Input data
===============

PR #852, opened 2016-02-04
Optimize getFeatures and remove transcript specific json conversion

cmdcolin:
During other code optimizations this week I found some query methods that I think perform a bit better. getFeatures already had a nice code optimization trick, but I think this helps improve some speed, and also uses the standard convertFeatureToJSON instead of having a transcript specific conversion

Here are some stats on the optimization

rplot12

This helps things become a little more snappy, and it also improves some code maintainability by passing all code through the convertFeatureToJSON


nathandunn:
I find 8 seconds with 1.8K features vs 14 seconds for the old code. . . viewed all feature types correctly including non-canonical splice sites, etc.   Much simpler code-base as well. :+1:

PR #4866, opened 2026-05-21
test(app): restore the skipped DynamicRoot test suite (RHIDP-3611)

gustavolira:
## Description

Restores the `DynamicRoot` component test suite, which was `describe.skip`'d during the Backstage 1.29 upgrade (commit `8f96a153`, Aug 2024) and left disabled. As a result `DynamicRoot.tsx` reported **0% coverage** despite having a 29-test suite. Addresses **[RHIDP-3611](https://redhat.atlassian.net/browse/RHIDP-3611)** (which was closed prematurely — the skip and TODO were never removed).

This is the highest-leverage coverage item found while analyzing Codecov: ~205 instrumented lines that already had tests but counted as 0%.

## Root cause (two post-1.29 drifts)

1. **Unbound external route.** Backstage 1.29 throws on unbound *required* external routes at `createApp`. The fixture's `fooPluginTarget` declares an external route that is only bound in the route-binding tests, so every other test threw. Marked the fixture's external route `optional: true`.
2. **Framework translation API + analytics registration.** `DynamicRoot` now always injects a `core.translation` API. The API-factory/analytics tests must exclude framework-injected APIs when counting dynamic APIs (now via a single `getDynamicApis` helper), and an analytics extension registers under `analyticsApiRef`, not the plugin's own id. Also added the missing `fooPluginAnalyticsApi` fixture export.

### Trade-off on the optional route

Marking the fixture route `optional: true` is the contained fix: the binding tests still bind it and verify the map, just for an optional route. The faithful-but-invasive alternative would be to add a `routeBindings` entry to every non-binding test's config so the route stays required and bound everywhere. The optional approach reflects that a dynamically loaded plugin's external route may legitimately be unbound; it does not paper over the 1.29 strictness (the binding tests still exercise binding).

## Result

- The suite is un-skipped; **all 29 tests run and pass**.
- `DynamicRoot.tsx` coverage: **0% → ~75%** (lines).
- No production code changed — test-only.

## Follow-up (out of scope here)

- `ScalprumRoot.tsx` remains 0%: this suite mocks `ScalprumProvider`, so `ScalprumRoot` is never exercised. Restoring its coverage is a separate task.

## Testing

- [x] 29/29 tests pass
- [x] `tsc`, lint and prettier pass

===============

Task statement
Scan the material above for "opened". Copy every line where it appears.

Result of this exercise
PR #852, opened 2016-02-04
PR #4866, opened 2026-05-21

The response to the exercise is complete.